Abbiamo già sostenuto che le zone esterne importanti dovrebbero trovarsi a Sud degli edifici di cui fanno parte, ed abbiamo presentato un evidenza empirica a quest’idea in ESTERNI CHE AFFACCIANO A SUD (105). Ma anche se le aree esterne intorno all’edificio sono rivolte a Sud, ciò ancora non ci garantisce che le persone li frequenteranno realmente.    In questo pattern, discuteremo più attentamente la questione delicata che un cortile orientato a Sud o un giardino continueranno a non funzionare a meno che non ci sia al loro interno una zona soleggiata, funzionalmente importante, intenzionalmente e specificamente posizionata per prendere il sole, in uno snodo centrale di transito tra l’esterno e l’interno e prossima agli interni che esso serve.
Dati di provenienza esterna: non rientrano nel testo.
Issue #695, opened 2022-07-31
Implement signature grinding


evanlinjin:
**Describe the bug**  
BDK does not do signature grinding for ecdsa signatures.

**Expected behavior**  
BDK should have signature grinding.

**Additional context**  

This is what BDK currently does.

https://github.com/bitcoindevkit/bdk/blob/a1477405d1adebd9a95689af17d3912edf1e57ef/src/wallet/signer.rs#L460-L463

But we have this to use.

https://github.com/rust-bitcoin/rust-secp256k1/blob/7fde3325075f16ec4b8c2c624fee523cc5225047/src/ecdsa/mod.rs#L341-L344
```rust
    /// Constructs a signature for `msg` using the secret key `sk`, RFC6979 nonce
    /// and "grinds" the nonce by passing extra entropy if necessary to produce
    /// a signature that is less than 71 - `bytes_to_grind` bytes. The number
    /// of signing operation performed by this function is exponential in the
    /// number of bytes grinded.
    /// Requires a signing capable context.
    pub fn sign_ecdsa_grind_r(&self, msg: &Message, sk: &SecretKey, bytes_to_grind: usize) -> Signature {
        let len_check = |s : &ffi::Signature| der_length_check(s, 71 - bytes_to_grind);
        self.sign_grind_with_check(msg, sk, len_check)
    }
```

**More context**

After we are certain that the BDK ECDSA signer(s) implementation uses signature grinding, we should optimize fee-rate calculation to take into consideration of grinding.

Do we need another signer method to inform whether the signer does ecdsa signature grinding?

LLFourn:
eak concept NACK.

If my understanding is up to date we currently  use `max_satisfaction_weight()` to figure out weight for coin selection which will not use the grinded value. So fixing this won't improve much other than increase the feerate.

It is also not possible to control this on most hardware wallets. If people want less weight I think they should just use taproot addresses rather than demand libraries to have this wacky parameter to save a few  bytes.

evanlinjin:
> eak concept NACK.
> 
> If my understanding is up to date we currently  use `max_satisfaction_weight()` to figure out weight for coin selection which will not use the grinded value. So fixing this won't improve much other than increase the feerate.
> 
> It is also not possible to control this on most hardware wallets. If people want less weight I think they should just use taproot addresses rather than demand libraries to have this wacky parameter to save a few  bytes.

In all else being said, increasing the fee rate slightly is a side-effect most people will be happy with imo.

[...]

PR #779, opened 2022-10-07
Add signature grinding for ECDSA signatures

vladimirfomene:
### Description

This PR adds a new field called `allow_grinding`
in the Signer's `SignOptions` struct that is used
to determine whether or not to grind an ECDSA signature during the signing process.

### Changelog notice

Breaking change: the BDK Signer now produces low-R signatures by default, saving one byte. If you want to preserve the original behavior, set `allow_grinding` in the `SignOptions` to `false`.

Abbiamo alcune evidenze –presentate in ESTERNI CHE AFFACCIANO A SUD (105)– che una profonda fascia d’ombra tra un edificio e una zona assolata può agire come barriera ed impedire che l’area venga ben usata. Questa è la dimostrazione che ci porta a credere che i posti assolati più significativi si trovano lungo i muri esterni degli edifici, dall’interno dei quali le persone li possono guardare e che con un solo passo li possono raggiungere. Inoltre, abbiamo notato che questi luoghi risultano più invitanti se vengono posizionati in un insenatura dell’edificio o di un muro, dove ci si sente abbastanza custoditi da un angolo, un muro basso, una colonna, per fornire un fondale, un posto dove poggiarsi e prendere il sole.

E per ultimo, naturalmente, se il posto deve funzionare veramente, ci deve essere una ottima ragione per andarci: qualcosa di speciale che porti lì una persona – un dondolo, un tavolo per l’invasatura delle piante, un panorama speciale, dei gradini di mattoni su cui sedersi guardando uno stagno – qualsiasi cosa che abbia il potere di attrarre  là una persona quasi inconsciamente.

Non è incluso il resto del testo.